PR #348, opened 2021-06-27
Cleric/deik/shaman buff spells

wershlak:
I had some time to start on this. It's a bit bigger than I thought but seems like everything works.


code/code/disc/disc_aegis.cc
```diff
@@ -10,6 +10,102 @@
 #include "obj_magic_item.h"
 #include "obj_player_corpse.h"
 
+void crusade(TBeing *ch)
+{
+  affectedData aff1, aff2, aff3, aff4, aff5, aff6;
+  int level;
```
cizra, line 16: No point in declaring it 3 lines above where it's actually written into.

code/code/disc/disc_aegis.cc
```diff
@@ -10,6 +10,102 @@
...
+  TBeing *tmp_victim = NULL;
```
cizra, line 17: nullptr would be slightly more modern

code/code/disc/disc_aegis.cc
```diff
@@ -10,6 +10,102 @@
...
+
+  if (!bPassClericChecks(ch,SPELL_CRUSADE))
+    return;
+  
+  level = ch->getSkillLevel(SPELL_CRUSADE);
+
+  if (ch->bSuccess(ch->getSkillValue(SPELL_CRUSADE), ch->getPerc(), SPELL_CRUSADE)) {
+    int found = FALSE;
+    TThing *t=NULL;
```
cizra, line 26: Why declare it a kilometer away from usage?

code/code/disc/disc_aegis.cc
```diff
@@ -10,6 +10,102 @@
...
+    aff6.location = APPLY_INT;
+    aff6.modifier = 10;
+    aff6.bitvector = 0;
+
+
+
+    ch->sendTo("A <y>golden ray of light<1> shines down from the sky as you call the crusade.\n\r");
+    act("$n looks to the sky as a <y>golden ray of light<1> shines down on $s group.", TRUE,ch,0,0,TO_ROOM);
+
+    for(StuffIter it=ch->roomp->stuff.begin();it!=ch->roomp->stuff.end() && (t=*it);++it) {
```
cizra, line 80: Badly needs spaces. Also, why's the derefence in the for's condition? Can `roomp->stuff` ever contain nulls? I don't recall other iterations over `roomp->stuff` checking for nulls there.

code/code/disc/disc_aegis.cc
```diff
@@ -10,6 +10,102 @@
...
+        act("You feel more focused on your crusade.", TRUE, tmp_victim, NULL, NULL, TO_CHAR);
+
+        tmp_victim->affectJoin(ch, &aff1, AVG_DUR_NO, AVG_EFF_NO, false);
+        tmp_victim->affectJoin(ch, &aff2, AVG_DUR_NO, AVG_EFF_NO, false);
+        tmp_victim->affectJoin(ch, &aff3, AVG_DUR_NO, AVG_EFF_NO, false);
+        tmp_victim->affectJoin(ch, &aff4, AVG_DUR_NO, AVG_EFF_NO, false);
+        tmp_victim->affectJoin(ch, &aff5, AVG_DUR_NO, AVG_EFF_NO, false);
+        tmp_victim->affectJoin(ch, &aff6, AVG_DUR_NO, AVG_EFF_NO, false);
+
+        found = TRUE;
```
cizra, line 97: We don't need to use these pseudo-bools anymore, since C++ invented real bools around 30-odd years ago :)

code/code/disc/disc_aegis.cc
```diff
@@ -10,6 +10,102 @@
...
+      }  
+    }
+    if (!found)
+      ch->sendTo("But, there's nobody in your group.\n\r");
+    
+    return;
+  } else
```
cizra, line 104: By now, I've lost context of what that else is. Perhaps rearrange it, drop out of the function on fail condition?

code/code/disc/disc_aegis.h
```diff
@@ -34,16 +34,19 @@ class CDAegis : public CDiscipline
...
     CSkill skSecondWind;
     CSkill skRelive;
+    CSkill skCrusade;
 
     CDAegis()
       : CDiscipline(),
         skSanctuary(), skCureParalyze(),
-        skSecondWind(), skRelive() {
+        skSecondWind(), skRelive(),
+        skCrusade() {
```
cizra, line 43: You don't need to explicitly call the default constructor

code/code/disc/disc_aegis.h
```diff
@@ -34,16 +34,19 @@ class CDAegis : public CDiscipline
...
     }
     CDAegis(const CDAegis &a)
       : CDiscipline(a),
         skSanctuary(a.skSanctuary), skCureParalyze(a.skCureParalyze),
-        skSecondWind(a.skSecondWind), skRelive(a.skRelive) {
+        skSecondWind(a.skSecondWind), skRelive(a.skRelive),
+        skCrusade(a.skCrusade) {
```
cizra, line 49: Do these copy constructors / assignment operators do anything useful? Why not just delete the whole bunch of them?

code/code/disc/disc_shaman.cc
```diff
@@ -1050,8 +1046,7 @@ int cheval(TBeing *caster, TBeing *victim, int level, short bKnown)
     aff.type = SPELL_CHEVAL;
     aff.level = level;
     aff.duration = caster->durationModify(SPELL_CHEVAL, (aff.level / 3) * Pulse::UPDATES_PER_MUDHOUR);
-    aff.modifier = -50;
-    aff.location = APPLY_ARMOR;
+    aff.location = APPLY_NONE;
```
cizra, line 1049: So what'll it do?

code/code/disc/disc_shaman_armadillo.cc
```diff
@@ -421,8 +429,7 @@ int celerite(TBeing *caster, TBeing *victim, int level, short bKnown)
     aff.type = SPELL_CELERITE;
     aff.level = level;
     aff.duration = caster->durationModify(SPELL_CELERITE, (aff.level / 3) * Pulse::UPDATES_PER_MUDHOUR);
-    aff.modifier = -100;
-    aff.location = APPLY_ARMOR;
+    aff.location = APPLY_NONE;
```
cizra, line 432: so what'll it do now?

code/code/misc/spell_parser.cc
```diff
@@ -2413,6 +2414,9 @@ int TBeing::doDiscipline(spellNumT which, sstring const& n1)
       case SPELL_SANCTUARY:
           sanctuary(this, ch);
         break;
+      case SPELL_CRUSADE:
```
cizra, line 2417: This monstrosity could be changed into a neat little lookup table of spellnum -> function.

cizra (changes requested):

code/code/disc/disc_shaman.cc
wershlak: The main point of cheval is reducing command lockout: https://github.com/sneezymud/sneezymud/blob/master/code/code/misc/utility.cc#L1569

code/code/disc/disc_shaman_armadillo.cc
wershlak: Reduces command lockout and does haste 
https://github.com/sneezymud/sneezymud/blob/master/code/code/misc/utility.cc#L1569
https://github.com/sneezymud/sneezymud/blob/master/code/code/misc/offense.cc#L2260

wershlak: Since Shaman don't wear armor I guess the coder added some extra AC onto their spells. But now we have shiny silver potions and everyone has these spells on at all times. This just brings them in line with mage accelerate and haste.

code/code/disc/disc_aegis.cc
wershlak: Hrmm. Looking through the code it's about half and half... But I'm not sure why one versus the other

code/code/disc/disc_aegis.cc
wershlak: I always wondered why these were in the code!

wershlak:
I'm going on vacation but I'll fix this later.

code/code/disc/disc_aegis.h
wershlak: This is boilerplate that's in every discipline. I'm going to leave this here for now but I'll remove them all in one seperate commit and make sure nothing breaks.

code/code/misc/spell_parser.cc
wershlak: I'm trying to figure this out.  Like it seems like it'd be possible to make a map of spell number to a function but then calling the function that may have different return types is tripping me up. Any help?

┄┄┄┄┄┄┄┄┄┄

— Exercise objective —
For the word "modifier", find every line in the data that holds it and copy that line.

— Written response —
+    aff6.modifier = 10;
-    aff.modifier = -50;
-    aff.modifier = -100;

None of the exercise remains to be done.